With interest rates at the lowest they've ever been, now could be the perfect time to lock in to a fixed mortgage deal.
As well as giving you the security of knowing that your repayments will stay the same for the foreseeable future, it's unlikely you'll miss out on further rate drops with the Bank of England base rate standing at 0.5%.
So fixing while rates are low can seem an attractive option, but you'll have to decide whether to fix short or long term. A short term deal of a couple of years could offer you flexibility, whereas long term deals of 5 years or so can give you unrivalled security. We look at the advantages vs. disadvantages of fixing in for a long vs. short term deal.
The benefit most popularly associated with fixing into a short-term deal is the flexibility such a short fix offers. They offer all the advantages of a fixed rate deal such as knowing exactly what your repayments will be, but only tie you in for a couple of years. In this way they offer a good mix of security and flexibility. Short term deals also tend to offer more competitive rates than longer term.
If your deal becomes less competitive over your short term, i.e. rates are dropping or other mortgage products on the market are offering a better deal, you can look at switching your mortgage as soon as that term ends. You can keep an eye on changes in the base rate and fluctuations in the mortgage market throughout the couple of years or so that your term lasts. If during this time you think you could get a better deal, you won't have long to wait before remortgaging.
On the other hand those fixed in for a longer term will have to wait longer to do so if their deal becomes uncompetitive, because it's unlikely they will want to pay out for early redemption charges and the like by breaking the deal prematurely.
Short term deals are best for those who don't want to commit to a long deal - after all, you can't predict what your circumstances will be in 5 or 10 years' time. So by fixing for the short term you give yourself security for a couple of years but also the freedom to re-evaluate your situation, not to mention the mortgage market, after the term is up.

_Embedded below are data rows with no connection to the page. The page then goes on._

PR #225, opened 2017-09-22
reimplemented "allow negative canvas positions in Tk 8.5+ for multi monitor support"

umlaeute:
this is a re-implementation of PR #224, which:
- keeps the window-positions on X11
- is more optimized (check for hacks is only done on boot time (and therefore drops the `TCL_PATCHLEVEL` variable)

i've tested this on Debian but only with a standard dual-screen setup (main monitor to the left of right-monitor)

### original PR text

As reported on the pd-list, negative canvas window positions are clipped to 0 and/or reflected on the opposite screen border.

This PR fixes that by allowing negative positions to be sent to the window manager in Tk 8.5+ and keeps the clipping for Tk 8.4 as a fallback. Also, versions of Tk < 8.5.13 on macOS keep the clipping due to the buggy nature of the TK Cocoa backend up until that version.

This will need to be tested on all platforms but, from my research, it should be fine as negative positions were added to 8.5 and back ported to 8.4 at some point. I decided to use 8.5 as a hard limit to be conservative.

This also removes the apparently unused TCL_*_VERSION variables

Tested so far on macOS 10.12.6 with Tk 8.4, Tk 8.5.9, Tk 8.7.0a.

You can try a build for newer macs (10.9+) with Tk 8.7a: http://docs.danomatika.com/pdbuilds/Pd-0.48-1-multimonitor.app.zip

Here is a minimal patch which opens sub patches in all 4 directions. Expected behavior: all open on screen, either in expected location or clipped to screen edge if the position is off screen.

~~~
#N canvas 100 300 450 300 10;
#N canvas 400 -800 450 300 top 1;
#X restore 150 50 pd top;
#N canvas 400 1800 450 300 bottom 1;
#X restore 150 250 pd bottom;
#N canvas -1800 400 450 300 left 1;
#X restore 50 150 pd left;
#N canvas 1800 400 450 300 right 1;
#X restore 250 150 pd right;
~~~

### DIFF
--- a/tcl/pdtk_canvas.tcl
+++ b/tcl/pdtk_canvas.tcl
@@ -29,31 +29,54 @@ namespace eval ::pdtk_canvas:: {
 #winfo rooty . returns contentsTop
 #winfo rootx . returns contentsLeftEdge
 
+if {$::tcl_version < 8.5 || \
+        ($::tcl_version == 8.5 && \
+             [tk windowingsystem] eq "aqua" && \
+             [lindex [split [info patchlevel] "."] 2] < 13) } {
+    # fit the geometry onto screen for Tk 8.4,
+    #  also check for Tk Cocoa backend on macOS which is only stable in 8.5.13+;
+    # newer versions of Tk can handle multiple monitors so allow negative pos
+    proc pdtk_canvas_wrap_window {x y w h} {
+        set width [lindex [wm maxsize .] 0]
+        set height [lindex [wm maxsize .] 1]
+
+        if {$w > $width} {
+            set w $width
+            set x 0
+        }
+        if {$h > $height} {
+            # 30 for window framing
+            set h [expr $height - $::menubarsize - $::windowframey]
+            set y $::menubarsize
+        }
+
+        set x [ expr $x % $width]
+        set y [ expr $y % $height]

Although fixing short-term does ensure you some measure of security, this is only temporary and you'll soon have to look at remortgaging when that term is up. If extended security of five years or more is what you're after, a longer-term fix will suit you much better.
You should also take into account the fact that you'll have to re-arrange valuations and application fees again when your term ends. As well as being an unnecessary hassle to sort through every couple of years when your short term expires, this can be incredibly costly. Long term deals mean you can put your mortgage to the back of your mind for several years while you continue to repay the same amount, but short term fixes mean you'll have to deal with these fees and arrangements every time your term ends.
It's also worth bearing in mind that in the current economic climate competitive deals are harder to come by. Because of this reduced mortgage availability you may find yourself stuck for options when your short term deal ends - making long term fixes a more attractive alternative.
Long-term fixes present a more stable alternative to short term deals simply because they lock you in for longer. This means that you're protected from any rises in interest rates for the duration of the term. With the base rate at such a low at the moment, it's logical to assume that 'the only way is up'. Therefore by locking yourself into a long term fix while rates are low, you may be able to beat the effect of future rises.
Long term deals mean that for as much as 5, 10, or in some cases up to 25 years, you will know exactly what your repayments will be month by month - because your rate will not change during that time. This will suit those who want or need to have stability and constancy in their finances.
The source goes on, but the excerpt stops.